→ YOUR ASSIGNMENT: Write out the data exactly from its first line onward, ending with the line in which "I also renamed" appears.
━━━━━ RECORD EXCERPTS ━━━━━
PR #1008, opened 2021-10-12
[docker-compose] add a pack to generate docker-compose files

dunglas:
| Q             | A
| ------------- | ---
| License       | MIT
| Doc issue/PR  | todo

Add a new recipe generating the Docker Compose files needed by the Docker Compose configurator of Symfony flex.
We'll have to create the corresponding Git repo and composer package.

Usage:

```
symfony new my-project
cd my-project
symfony composer config --json extra.symfony.docker 'true'
symfony composer require docker-compose
docker-compose up -d
symfony serve -d
```

I also renamed the DB volume for consistency with the conventions we use elsewhere.

### DIFF
--- a/symfony/docker-compose-meta/1.0/docker-compose.override.yml
+++ b/symfony/docker-compose-meta/1.0/docker-compose.override.yml
@@ -1,4 +1,3 @@
 version: "3.8"
 
 # Development environment override
-services:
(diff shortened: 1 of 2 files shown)


nicolas-grekas:
We don't attach recipes to packs anymore. We should use a metapackage instead. See eg symfonycorp/platformsh-meta

PR #1010, opened 2021-10-20
Add the webapp pack

fabpot:
| Q             | A
| ------------- | ---
| License       | MIT

I'd like to deprecate the `website-skeleton` in favor of a new `webapp` pack.

The recommended pack is opinionated as it promotes the following:

* Doctrine ORM
* PostgreSQL as a default transport for Messenger (default recipes already makes PostgreSQL the default database choice)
━━━━━
→ FINISHED EXERCISE:
PR #1008, opened 2021-10-12
[docker-compose] add a pack to generate docker-compose files

dunglas:
| Q             | A
| ------------- | ---
| License       | MIT
| Doc issue/PR  | todo

Add a new recipe generating the Docker Compose files needed by the Docker Compose configurator of Symfony flex.
We'll have to create the corresponding Git repo and composer package.

Usage:

```
symfony new my-project
cd my-project
symfony composer config --json extra.symfony.docker 'true'
symfony composer require docker-compose
docker-compose up -d
symfony serve -d
```

I also renamed the DB volume for consistency with the conventions we use elsewhere.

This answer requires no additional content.